THE NHS trust responsible for Worthing Hospital is ‘critically’ close to catastrophe as it struggles to meet the demands of increases in referrals and admissions, it was revealed at a board of directors meeting.
Figures from Western Sussex Hospitals NHS Foundation Trust’s latest performance report revealed that both A&E and cancer departments had seen significant increases in patient demand in April and May, compared with the same period last year.
Emergency admissions in A&E were up 7.7 per cent, from 3,840 to 4,134, and attendances were up 1.6 per cent, from 11,239 to 11,421.
Referrals under the cancer two-week rule were 18.5 per cent higher than April, 2013, and the trust saw 24.8 per cent more patients following two-week urgent cancer referrals.

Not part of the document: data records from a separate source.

PR #1757, opened 2020-05-03
Simplify check for config in command bootstrap

MasterOdin:
The `$config` variable is not used beyond this check in the function, with everything after this point using `$this->getConfig()`.


dereuromark:
The reason was the phpstan check here, using inline annotation. I remember now.

MasterOdin:
Yeah, I guess the more proper thing would be to properly document that `$this->getConfig()` could return null, but that would then require type-checking everywhere else. Messy either way you slice it.

PR #1762, opened 2020-05-09
add symfony/yaml back as dependency for 0.11.x

MasterOdin:
As discussed with @dereuromark, this re-adds `symfony/yaml` as a dependency to the 0.11.x branch, as this was a breaking change and should have been held off on for 0.12.x release.

Follow-up here after merging would be:

* cut new 0.11.x release
* Update release notes for 0.12.x to mention this breaking change (symfony/yaml no longer installed by default, if using yaml conf file, you must install this dependency yourself).

### DIFF
--- a/composer.json
+++ b/composer.json
@@ -29,14 +29,14 @@
         "cakephp/collection": "^3.7",
         "cakephp/database": "^3.7",
         "symfony/console": "^3.4|^4.0|^5.0",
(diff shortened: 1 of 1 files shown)


MasterOdin:
Closing this as the build pipeline will never pass as it's using master's travis-ci configuration with 0.11 dependencies which does not work for the prefer-lowest flag.

dereuromark:
We need to fork off from last tag release here.

PR #1764, opened 2020-05-09
Split parsing DSN out to utility helper

othercorey:
This is preparation for replacing all the unit test defines with DB_DSN env variables similar to cakephp core.

The regex was replaced with the regex used by `StaticConfigTrait::parseDsn()` with two behavior changes:

- `name` does not include the leading `/`
- There is no `fragment` string parsed, only `query`

The only originally valid pattern that is now rejected is the random character string. The adapter names can't be completely arbitrary symbols now.

### DIFF
--- a/tests/Phinx/Config/ConfigTest.php
+++ b/tests/Phinx/Config/ConfigTest.php
@@ -14,32 +14,6 @@ use UnexpectedValueException;
 class ConfigTest extends AbstractConfigTest
 {
     /**
-     * @covers \Phinx\Config\Config::__construct
-     * @covers \Phinx\Config\Config::getConfigFilePath
-     */
-    public function testConstructEmptyArguments()
-    {
-        $config = new Config([]);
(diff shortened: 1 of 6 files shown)


tests/Phinx/Config/ConfigTest.php
```diff
@@ -13,32 +13,6 @@
...
-     */
-    public function testConstructEmptyArguments()
-    {
-        $config = new Config([]);
-        // this option is set to its default value when not being passed in the constructor, so we can ignore it
-        unset($config['version_order']);
-        $this->assertAttributeEmpty('values', $config);
-        $this->assertAttributeEmpty('configFilePath', $config);
-        $this->assertNull($config->getConfigFilePath());
-    }
```
othercorey, line 28: These were removed because asserting private and protected properties is deprecated in phpunit. These tests don't really validate anything other than an empty constructor.

PR #1769, opened 2020-05-09
Do not set precision for integer columns coming from postgres DB

MasterOdin:
The code would use the value of numeric_precision to set a limit on integer columns. For integer values, this is set to the max range of the type (e.g. 2^32 for integer), but is not actually something the user can meaningfully use, nor has a counterpart for info coming into postgres in a migration, so better to just report null for limit instead.

### DIFF
--- a/src/Phinx/Db/Adapter/PostgresAdapter.php
+++ b/src/Phinx/Db/Adapter/PostgresAdapter.php
@@ -440,10 +440,15 @@ class PostgresAdapter extends PdoAdapter
 
             if (in_array($columnType, [static::PHINX_TYPE_TIME, static::PHINX_TYPE_DATETIME], true)) {
                 $column->setPrecision($columnInfo['datetime_precision']);
-            } else {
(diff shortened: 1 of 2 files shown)


src/Phinx/Db/Adapter/PostgresAdapter.php
```diff
@@ -440,10 +440,15 @@ public function getColumns($tableName)
 
             if (in_array($columnType, [static::PHINX_TYPE_TIME, static::PHINX_TYPE_DATETIME], true)) {
                 $column->setPrecision($columnInfo['datetime_precision']);
-            } else {
+            } elseif (
+                !in_array($columnType, [
+                    self::PHINX_TYPE_SMALL_INTEGER,
+                    self::PHINX_TYPE_INTEGER,
+                    self::PHINX_TYPE_BIG_INTEGER,
```
dereuromark, line 447: what about TINY_INTEGER?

Speaking at Thursday’s meeting, director Jon Furmston said the trust was looking at a system which was being ‘pushed to its extreme’. Mr Furmston asked Jane Farrell, chief operating officer and deputy chief executive, if the trust was in any way near a ‘catastrophic situation’.
Ms Farrell said: “I think we are critically close to that exact situation, which is why there have been quite extensive discussions to really evaluate the scale of the risk across the system.”
Despite the increases, the trust met, and in the case of A&E, exceeded its compliance targets. In April, 97.37 per cent of patients waited fewer than four hours from arrival in A&E to admission, transfer, or discharge, against a national target of 95 per cent. However, there is still concern that the trust would not be able to cope if the demands continued to increase.
Marianne Griffiths, the trust’s chief executive, said: “I think the level of risk has never been so high in five years. The whole system’s delivery mechanisms are not delivering. It feels as though things are out of control and our current delivery systems are not managing it. We’re all working well together, and that’s something really positive, but it’s sill not working.”
Ms Farrell, said: “Our staff are working wonders to give their patients good, timely care. However, health services across the region have been under significant pressure for some time and this has intensified in May. Our emergency teams are continuing to see large numbers of patients who are either very elderly, very frail, or both.”
Ms Farrell added that the trust had a ‘comprehensive’ plan in place and assured patients the trust was working ‘hard’ to minimise any delays to their treatment.